**What is expected:** Starting at the line that holds "I started the" and stopping at the line that holds "- Female / Male", restate the records below word for word, with both of those lines included.

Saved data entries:
• • • • •
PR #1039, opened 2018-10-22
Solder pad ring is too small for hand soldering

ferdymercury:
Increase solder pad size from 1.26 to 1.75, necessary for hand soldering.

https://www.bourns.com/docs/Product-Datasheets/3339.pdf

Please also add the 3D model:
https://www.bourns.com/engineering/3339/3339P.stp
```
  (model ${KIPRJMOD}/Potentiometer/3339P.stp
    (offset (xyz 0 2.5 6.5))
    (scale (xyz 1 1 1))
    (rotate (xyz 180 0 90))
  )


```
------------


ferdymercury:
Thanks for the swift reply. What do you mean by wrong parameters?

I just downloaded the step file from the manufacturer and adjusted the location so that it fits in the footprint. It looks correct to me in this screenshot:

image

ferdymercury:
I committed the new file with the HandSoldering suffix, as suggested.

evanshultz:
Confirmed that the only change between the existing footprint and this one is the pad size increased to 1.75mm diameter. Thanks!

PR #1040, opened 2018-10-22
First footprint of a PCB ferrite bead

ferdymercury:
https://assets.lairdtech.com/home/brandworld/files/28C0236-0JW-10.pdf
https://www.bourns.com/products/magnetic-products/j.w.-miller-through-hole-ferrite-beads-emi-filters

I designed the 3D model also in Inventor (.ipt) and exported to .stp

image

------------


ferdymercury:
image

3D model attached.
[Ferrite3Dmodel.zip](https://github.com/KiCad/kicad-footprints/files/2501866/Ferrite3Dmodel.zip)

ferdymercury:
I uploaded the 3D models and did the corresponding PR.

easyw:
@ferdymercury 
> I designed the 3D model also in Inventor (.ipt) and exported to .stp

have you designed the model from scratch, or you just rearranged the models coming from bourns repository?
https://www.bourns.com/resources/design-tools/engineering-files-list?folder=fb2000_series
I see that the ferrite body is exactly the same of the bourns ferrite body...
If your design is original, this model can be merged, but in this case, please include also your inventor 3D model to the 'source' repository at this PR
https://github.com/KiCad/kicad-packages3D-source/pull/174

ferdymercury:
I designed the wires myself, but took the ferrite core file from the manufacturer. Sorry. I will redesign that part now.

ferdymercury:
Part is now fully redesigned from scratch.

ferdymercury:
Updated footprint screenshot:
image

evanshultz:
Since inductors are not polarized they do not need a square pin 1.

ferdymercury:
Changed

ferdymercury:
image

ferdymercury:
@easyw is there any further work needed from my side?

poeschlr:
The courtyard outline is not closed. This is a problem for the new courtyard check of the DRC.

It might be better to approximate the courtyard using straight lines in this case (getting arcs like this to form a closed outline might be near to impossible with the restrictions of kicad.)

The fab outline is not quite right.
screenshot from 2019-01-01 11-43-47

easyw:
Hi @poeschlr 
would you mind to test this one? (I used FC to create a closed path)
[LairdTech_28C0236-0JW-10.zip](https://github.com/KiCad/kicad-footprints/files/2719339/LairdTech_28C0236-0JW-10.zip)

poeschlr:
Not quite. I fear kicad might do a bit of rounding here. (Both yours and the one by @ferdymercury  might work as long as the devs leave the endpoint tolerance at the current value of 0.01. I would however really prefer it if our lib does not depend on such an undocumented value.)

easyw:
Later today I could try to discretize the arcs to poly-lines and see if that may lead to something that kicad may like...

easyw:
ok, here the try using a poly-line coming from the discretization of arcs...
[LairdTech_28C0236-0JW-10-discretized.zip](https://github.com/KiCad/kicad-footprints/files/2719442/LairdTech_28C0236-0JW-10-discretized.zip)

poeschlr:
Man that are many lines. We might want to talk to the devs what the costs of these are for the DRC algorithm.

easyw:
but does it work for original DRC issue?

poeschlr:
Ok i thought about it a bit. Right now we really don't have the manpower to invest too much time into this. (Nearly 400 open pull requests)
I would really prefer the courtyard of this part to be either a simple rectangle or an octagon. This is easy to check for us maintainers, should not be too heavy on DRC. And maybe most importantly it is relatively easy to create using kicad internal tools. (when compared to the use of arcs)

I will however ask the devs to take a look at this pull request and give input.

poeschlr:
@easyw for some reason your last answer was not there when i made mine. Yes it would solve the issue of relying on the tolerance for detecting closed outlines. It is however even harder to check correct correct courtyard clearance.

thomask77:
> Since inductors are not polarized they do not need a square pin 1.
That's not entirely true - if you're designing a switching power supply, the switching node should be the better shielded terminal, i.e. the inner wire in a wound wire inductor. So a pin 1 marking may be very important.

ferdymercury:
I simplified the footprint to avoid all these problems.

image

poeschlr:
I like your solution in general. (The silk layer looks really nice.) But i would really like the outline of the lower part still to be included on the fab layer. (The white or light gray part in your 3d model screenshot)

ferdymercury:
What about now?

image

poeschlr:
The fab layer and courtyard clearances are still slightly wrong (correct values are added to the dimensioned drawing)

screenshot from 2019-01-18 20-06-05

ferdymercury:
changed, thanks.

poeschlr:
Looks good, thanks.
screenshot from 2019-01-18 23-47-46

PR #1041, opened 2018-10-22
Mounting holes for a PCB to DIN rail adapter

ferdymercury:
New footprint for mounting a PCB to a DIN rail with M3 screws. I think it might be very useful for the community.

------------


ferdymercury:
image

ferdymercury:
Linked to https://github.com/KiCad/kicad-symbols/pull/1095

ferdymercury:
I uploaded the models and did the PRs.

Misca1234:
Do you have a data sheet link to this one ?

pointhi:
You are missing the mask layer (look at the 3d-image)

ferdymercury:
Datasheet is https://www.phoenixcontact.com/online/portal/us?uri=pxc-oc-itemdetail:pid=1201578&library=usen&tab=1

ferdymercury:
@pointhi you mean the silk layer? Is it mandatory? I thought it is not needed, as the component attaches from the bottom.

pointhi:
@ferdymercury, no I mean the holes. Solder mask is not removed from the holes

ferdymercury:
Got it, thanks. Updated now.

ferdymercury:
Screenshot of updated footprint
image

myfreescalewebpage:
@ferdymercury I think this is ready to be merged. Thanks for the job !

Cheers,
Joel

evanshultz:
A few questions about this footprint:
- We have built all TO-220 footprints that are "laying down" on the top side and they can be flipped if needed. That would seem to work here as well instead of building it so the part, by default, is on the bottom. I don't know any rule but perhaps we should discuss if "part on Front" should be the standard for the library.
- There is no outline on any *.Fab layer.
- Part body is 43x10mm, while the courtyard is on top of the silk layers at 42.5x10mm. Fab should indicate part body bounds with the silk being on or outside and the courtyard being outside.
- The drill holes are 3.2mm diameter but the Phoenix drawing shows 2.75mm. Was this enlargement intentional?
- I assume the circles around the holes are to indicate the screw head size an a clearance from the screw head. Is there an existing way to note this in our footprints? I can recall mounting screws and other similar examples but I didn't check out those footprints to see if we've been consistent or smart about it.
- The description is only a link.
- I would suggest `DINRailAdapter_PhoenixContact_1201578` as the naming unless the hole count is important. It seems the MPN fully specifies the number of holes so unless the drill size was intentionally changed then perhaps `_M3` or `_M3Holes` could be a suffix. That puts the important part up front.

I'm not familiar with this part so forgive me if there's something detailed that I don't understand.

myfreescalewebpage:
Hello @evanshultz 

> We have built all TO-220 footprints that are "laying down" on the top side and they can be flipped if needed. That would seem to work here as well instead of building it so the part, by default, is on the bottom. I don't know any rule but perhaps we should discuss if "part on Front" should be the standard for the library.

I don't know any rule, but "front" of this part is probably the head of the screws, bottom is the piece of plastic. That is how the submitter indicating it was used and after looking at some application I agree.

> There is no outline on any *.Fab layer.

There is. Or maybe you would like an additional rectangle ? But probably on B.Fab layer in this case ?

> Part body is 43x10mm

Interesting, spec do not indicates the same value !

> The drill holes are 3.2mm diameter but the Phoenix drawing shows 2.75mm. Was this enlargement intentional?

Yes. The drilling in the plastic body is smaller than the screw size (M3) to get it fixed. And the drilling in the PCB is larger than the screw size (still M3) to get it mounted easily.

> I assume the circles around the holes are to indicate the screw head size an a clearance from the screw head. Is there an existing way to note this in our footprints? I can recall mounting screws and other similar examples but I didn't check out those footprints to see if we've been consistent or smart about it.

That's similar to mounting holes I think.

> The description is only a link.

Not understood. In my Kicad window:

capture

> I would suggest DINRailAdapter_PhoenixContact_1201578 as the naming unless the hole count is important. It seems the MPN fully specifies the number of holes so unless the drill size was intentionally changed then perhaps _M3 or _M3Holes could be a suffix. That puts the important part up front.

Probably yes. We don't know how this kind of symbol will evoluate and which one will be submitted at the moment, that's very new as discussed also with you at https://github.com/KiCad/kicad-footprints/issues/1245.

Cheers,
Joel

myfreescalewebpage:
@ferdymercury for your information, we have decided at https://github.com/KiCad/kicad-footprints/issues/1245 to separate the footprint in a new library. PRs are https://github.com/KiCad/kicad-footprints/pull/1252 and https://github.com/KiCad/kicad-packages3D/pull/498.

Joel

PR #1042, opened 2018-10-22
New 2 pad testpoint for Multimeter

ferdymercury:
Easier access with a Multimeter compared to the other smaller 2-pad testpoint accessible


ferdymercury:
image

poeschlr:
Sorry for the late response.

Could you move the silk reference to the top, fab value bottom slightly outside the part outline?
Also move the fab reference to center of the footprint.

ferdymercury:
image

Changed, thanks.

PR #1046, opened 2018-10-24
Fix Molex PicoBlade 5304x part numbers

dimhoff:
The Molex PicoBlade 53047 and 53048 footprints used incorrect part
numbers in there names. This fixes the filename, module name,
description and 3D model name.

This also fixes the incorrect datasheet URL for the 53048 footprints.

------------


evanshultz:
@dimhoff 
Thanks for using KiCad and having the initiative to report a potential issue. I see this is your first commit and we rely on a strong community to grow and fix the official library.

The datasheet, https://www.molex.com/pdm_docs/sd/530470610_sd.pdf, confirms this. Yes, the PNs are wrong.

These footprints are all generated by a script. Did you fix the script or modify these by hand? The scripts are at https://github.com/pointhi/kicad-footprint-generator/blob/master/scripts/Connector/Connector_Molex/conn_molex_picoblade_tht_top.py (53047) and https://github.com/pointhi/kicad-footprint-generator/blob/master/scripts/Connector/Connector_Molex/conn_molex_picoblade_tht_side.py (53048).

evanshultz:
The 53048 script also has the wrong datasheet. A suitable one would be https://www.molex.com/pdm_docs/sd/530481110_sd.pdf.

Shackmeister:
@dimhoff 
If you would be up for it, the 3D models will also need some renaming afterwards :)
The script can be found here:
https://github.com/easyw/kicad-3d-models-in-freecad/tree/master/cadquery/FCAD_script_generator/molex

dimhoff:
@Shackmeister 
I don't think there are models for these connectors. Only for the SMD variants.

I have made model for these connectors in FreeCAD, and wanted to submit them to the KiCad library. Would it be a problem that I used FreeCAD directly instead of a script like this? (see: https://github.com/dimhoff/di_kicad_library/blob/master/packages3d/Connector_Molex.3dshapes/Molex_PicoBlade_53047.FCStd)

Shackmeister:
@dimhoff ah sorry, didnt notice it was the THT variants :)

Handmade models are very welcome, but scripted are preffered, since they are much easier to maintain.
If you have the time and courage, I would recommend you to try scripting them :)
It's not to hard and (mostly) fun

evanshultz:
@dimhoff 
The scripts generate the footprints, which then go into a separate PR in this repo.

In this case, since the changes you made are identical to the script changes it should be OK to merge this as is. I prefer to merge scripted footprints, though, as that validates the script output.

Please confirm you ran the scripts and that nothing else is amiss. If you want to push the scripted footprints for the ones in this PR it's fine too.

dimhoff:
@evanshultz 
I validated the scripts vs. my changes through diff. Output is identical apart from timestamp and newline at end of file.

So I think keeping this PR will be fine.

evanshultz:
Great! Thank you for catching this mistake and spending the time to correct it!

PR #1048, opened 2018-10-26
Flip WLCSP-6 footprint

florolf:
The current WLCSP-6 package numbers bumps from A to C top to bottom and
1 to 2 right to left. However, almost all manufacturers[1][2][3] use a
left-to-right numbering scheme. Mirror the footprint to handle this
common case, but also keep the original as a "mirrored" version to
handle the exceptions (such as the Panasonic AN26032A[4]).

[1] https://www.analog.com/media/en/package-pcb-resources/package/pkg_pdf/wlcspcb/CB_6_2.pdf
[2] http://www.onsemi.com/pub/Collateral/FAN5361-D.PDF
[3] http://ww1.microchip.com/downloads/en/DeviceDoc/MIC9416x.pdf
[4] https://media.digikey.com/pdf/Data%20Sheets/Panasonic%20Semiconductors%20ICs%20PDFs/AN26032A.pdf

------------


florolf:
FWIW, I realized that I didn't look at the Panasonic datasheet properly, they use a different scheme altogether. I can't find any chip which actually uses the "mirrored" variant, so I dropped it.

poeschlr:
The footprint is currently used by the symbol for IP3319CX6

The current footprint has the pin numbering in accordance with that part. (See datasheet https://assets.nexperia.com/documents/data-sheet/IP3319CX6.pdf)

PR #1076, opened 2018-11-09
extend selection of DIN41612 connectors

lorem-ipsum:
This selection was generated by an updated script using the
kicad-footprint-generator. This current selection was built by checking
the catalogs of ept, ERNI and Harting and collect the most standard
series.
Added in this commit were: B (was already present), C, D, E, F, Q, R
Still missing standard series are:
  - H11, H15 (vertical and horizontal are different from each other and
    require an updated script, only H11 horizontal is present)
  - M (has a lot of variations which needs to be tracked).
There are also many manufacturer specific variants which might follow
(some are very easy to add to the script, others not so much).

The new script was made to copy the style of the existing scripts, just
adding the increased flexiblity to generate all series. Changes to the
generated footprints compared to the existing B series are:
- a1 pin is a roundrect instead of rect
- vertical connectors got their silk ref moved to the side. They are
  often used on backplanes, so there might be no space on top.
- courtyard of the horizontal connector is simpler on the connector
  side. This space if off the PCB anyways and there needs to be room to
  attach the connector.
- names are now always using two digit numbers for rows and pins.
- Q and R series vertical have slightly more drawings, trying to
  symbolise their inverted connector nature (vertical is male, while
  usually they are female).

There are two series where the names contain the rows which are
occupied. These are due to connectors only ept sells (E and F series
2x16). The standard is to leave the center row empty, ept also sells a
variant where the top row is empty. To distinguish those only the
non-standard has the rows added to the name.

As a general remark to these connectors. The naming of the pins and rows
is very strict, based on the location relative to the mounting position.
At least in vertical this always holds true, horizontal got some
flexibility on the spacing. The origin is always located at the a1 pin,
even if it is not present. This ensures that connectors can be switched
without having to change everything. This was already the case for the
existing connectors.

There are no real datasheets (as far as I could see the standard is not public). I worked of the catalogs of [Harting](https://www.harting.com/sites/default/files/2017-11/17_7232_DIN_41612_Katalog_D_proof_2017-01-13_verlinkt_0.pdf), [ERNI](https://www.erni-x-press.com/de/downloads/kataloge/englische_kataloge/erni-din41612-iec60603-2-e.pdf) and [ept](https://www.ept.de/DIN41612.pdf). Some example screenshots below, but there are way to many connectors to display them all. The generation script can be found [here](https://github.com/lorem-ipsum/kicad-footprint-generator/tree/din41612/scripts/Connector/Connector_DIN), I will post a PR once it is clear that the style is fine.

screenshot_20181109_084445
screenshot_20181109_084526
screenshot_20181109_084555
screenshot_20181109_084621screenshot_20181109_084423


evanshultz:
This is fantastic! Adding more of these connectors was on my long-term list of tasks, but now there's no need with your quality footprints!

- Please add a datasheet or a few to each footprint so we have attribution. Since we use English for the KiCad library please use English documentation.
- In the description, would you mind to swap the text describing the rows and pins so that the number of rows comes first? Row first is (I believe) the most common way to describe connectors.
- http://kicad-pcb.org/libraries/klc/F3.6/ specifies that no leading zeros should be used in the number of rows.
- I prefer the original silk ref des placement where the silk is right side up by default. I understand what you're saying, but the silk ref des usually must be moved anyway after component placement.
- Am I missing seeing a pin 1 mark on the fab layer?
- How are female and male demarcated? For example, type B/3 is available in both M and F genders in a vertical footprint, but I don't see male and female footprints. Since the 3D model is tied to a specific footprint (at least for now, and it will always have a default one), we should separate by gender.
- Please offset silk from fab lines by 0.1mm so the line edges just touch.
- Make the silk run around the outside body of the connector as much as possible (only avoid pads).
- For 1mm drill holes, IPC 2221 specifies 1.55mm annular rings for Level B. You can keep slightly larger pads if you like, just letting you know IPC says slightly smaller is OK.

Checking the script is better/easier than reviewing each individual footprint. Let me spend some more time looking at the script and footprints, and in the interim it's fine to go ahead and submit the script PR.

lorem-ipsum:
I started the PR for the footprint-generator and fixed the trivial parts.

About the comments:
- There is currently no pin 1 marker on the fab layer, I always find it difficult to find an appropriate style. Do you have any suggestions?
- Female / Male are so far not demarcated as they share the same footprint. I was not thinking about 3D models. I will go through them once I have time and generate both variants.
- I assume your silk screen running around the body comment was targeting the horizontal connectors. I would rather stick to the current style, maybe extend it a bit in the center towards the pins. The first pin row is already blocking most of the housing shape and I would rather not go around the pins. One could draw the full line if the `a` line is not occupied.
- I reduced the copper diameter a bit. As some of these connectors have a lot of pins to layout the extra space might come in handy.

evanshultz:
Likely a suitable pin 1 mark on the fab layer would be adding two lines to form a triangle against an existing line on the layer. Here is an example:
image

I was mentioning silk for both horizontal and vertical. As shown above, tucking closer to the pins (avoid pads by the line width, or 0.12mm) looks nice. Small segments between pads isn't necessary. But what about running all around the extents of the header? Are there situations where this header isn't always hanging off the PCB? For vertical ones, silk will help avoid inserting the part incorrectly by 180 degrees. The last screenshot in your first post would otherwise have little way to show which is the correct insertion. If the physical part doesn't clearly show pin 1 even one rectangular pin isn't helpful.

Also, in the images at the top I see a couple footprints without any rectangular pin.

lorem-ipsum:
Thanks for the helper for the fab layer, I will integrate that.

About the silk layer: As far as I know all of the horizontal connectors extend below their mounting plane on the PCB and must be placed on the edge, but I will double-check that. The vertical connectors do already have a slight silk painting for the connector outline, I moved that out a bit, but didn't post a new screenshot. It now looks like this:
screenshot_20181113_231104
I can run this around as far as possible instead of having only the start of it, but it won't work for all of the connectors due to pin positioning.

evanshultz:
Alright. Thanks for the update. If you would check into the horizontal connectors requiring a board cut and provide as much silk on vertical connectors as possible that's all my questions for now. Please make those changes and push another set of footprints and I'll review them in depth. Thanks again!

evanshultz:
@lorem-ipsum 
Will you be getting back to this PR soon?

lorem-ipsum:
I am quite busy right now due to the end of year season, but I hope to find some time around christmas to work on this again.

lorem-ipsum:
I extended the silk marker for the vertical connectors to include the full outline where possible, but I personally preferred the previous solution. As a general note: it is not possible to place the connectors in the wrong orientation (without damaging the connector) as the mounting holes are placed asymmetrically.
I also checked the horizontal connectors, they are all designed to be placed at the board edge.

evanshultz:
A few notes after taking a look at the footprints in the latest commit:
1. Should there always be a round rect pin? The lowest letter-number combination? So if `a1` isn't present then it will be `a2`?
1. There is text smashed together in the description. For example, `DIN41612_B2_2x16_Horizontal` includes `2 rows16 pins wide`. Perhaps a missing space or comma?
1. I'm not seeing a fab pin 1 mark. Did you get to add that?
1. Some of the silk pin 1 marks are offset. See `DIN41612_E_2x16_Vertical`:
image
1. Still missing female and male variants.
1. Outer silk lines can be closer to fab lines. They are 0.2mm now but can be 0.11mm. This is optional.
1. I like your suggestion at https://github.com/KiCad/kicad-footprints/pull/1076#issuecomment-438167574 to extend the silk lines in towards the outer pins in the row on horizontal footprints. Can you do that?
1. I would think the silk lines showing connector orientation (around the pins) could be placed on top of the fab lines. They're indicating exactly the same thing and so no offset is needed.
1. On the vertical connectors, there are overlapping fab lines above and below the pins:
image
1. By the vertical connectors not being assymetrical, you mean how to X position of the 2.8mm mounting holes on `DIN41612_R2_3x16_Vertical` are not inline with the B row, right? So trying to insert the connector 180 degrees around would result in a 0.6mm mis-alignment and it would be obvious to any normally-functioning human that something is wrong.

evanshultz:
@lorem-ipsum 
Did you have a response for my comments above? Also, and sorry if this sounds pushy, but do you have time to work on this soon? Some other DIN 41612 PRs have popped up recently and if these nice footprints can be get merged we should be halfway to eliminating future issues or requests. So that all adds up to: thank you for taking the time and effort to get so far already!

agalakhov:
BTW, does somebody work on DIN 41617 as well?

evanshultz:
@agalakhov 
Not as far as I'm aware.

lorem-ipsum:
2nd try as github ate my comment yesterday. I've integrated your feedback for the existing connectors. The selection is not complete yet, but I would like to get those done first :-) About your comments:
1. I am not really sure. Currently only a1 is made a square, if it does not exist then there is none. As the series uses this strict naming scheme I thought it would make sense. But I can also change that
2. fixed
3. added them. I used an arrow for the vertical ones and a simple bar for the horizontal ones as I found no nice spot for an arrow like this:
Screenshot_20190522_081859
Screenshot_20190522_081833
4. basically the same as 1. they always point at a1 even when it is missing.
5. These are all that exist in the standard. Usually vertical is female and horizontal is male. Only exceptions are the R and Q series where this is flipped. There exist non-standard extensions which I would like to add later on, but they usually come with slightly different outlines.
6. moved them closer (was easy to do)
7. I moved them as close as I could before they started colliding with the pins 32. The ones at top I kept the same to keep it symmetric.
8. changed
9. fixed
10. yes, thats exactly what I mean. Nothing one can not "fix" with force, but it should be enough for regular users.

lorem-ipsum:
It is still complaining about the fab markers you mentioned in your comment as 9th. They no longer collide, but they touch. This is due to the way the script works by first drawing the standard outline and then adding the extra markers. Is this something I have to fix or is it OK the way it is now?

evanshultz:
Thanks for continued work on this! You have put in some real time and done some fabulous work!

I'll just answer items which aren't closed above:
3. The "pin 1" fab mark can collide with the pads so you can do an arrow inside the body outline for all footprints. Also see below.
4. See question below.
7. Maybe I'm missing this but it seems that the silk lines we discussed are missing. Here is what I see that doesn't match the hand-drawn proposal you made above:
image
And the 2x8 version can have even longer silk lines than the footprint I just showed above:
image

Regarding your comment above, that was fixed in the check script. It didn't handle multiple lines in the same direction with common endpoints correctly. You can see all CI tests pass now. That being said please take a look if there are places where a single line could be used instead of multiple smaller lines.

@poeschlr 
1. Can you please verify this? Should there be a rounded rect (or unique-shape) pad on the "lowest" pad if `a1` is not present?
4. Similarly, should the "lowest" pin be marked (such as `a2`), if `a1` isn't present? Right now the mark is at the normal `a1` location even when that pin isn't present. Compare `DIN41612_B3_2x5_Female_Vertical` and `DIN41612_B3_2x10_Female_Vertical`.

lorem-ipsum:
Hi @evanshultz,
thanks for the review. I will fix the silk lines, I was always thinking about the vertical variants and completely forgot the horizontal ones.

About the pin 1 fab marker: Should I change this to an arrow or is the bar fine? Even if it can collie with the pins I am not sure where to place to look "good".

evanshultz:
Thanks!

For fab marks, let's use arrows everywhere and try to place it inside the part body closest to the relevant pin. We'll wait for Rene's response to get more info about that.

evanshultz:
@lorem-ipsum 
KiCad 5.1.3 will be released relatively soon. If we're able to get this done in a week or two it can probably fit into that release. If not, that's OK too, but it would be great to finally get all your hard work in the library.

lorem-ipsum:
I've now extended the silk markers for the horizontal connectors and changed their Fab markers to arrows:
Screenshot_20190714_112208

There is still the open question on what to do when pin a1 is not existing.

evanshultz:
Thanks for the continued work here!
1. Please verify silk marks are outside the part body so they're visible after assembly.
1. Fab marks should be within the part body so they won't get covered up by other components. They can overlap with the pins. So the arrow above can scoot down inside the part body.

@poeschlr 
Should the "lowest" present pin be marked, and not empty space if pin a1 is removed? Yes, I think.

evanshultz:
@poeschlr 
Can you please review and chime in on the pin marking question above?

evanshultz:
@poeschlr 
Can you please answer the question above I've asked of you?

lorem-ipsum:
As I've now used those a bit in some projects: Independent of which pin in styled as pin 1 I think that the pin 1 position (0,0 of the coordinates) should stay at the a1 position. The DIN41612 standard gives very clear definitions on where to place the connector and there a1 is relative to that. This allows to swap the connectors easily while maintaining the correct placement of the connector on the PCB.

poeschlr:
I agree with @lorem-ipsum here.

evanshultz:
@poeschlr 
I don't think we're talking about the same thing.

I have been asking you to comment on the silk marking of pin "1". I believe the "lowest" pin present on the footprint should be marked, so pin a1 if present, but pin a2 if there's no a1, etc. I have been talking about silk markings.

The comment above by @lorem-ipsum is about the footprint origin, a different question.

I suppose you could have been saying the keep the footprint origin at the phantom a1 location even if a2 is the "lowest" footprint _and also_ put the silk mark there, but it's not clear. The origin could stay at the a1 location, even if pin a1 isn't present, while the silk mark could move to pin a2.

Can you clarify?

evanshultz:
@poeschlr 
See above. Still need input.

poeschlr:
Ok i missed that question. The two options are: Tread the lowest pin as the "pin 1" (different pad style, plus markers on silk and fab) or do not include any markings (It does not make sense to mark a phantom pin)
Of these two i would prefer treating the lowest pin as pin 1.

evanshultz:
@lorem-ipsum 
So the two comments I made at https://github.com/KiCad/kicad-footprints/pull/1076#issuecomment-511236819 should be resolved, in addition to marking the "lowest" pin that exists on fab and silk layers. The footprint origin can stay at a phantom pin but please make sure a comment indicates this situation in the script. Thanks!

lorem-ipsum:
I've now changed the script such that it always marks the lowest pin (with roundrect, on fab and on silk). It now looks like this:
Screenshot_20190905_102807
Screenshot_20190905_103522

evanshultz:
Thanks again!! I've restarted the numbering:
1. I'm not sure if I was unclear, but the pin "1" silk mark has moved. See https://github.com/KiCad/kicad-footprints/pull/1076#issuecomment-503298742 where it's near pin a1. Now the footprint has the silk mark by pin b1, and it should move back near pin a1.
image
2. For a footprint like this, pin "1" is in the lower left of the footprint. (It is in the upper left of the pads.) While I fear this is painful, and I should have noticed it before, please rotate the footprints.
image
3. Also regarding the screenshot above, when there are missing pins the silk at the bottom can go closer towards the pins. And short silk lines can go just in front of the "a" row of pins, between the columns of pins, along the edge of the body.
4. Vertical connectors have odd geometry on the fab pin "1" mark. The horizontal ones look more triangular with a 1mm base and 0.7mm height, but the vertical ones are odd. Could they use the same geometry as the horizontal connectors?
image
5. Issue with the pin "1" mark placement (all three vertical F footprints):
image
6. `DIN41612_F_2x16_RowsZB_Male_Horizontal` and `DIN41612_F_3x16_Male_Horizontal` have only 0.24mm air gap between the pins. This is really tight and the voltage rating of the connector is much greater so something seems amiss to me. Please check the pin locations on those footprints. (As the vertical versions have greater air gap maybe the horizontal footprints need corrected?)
• • • • •
**Response box:**
I started the PR for the footprint-generator and fixed the trivial parts.

About the comments:
- There is currently no pin 1 marker on the fab layer, I always find it difficult to find an appropriate style. Do you have any suggestions?
- Female / Male are so far not demarcated as they share the same footprint. I was not thinking about 3D models. I will go through them once I have time and generate both variants.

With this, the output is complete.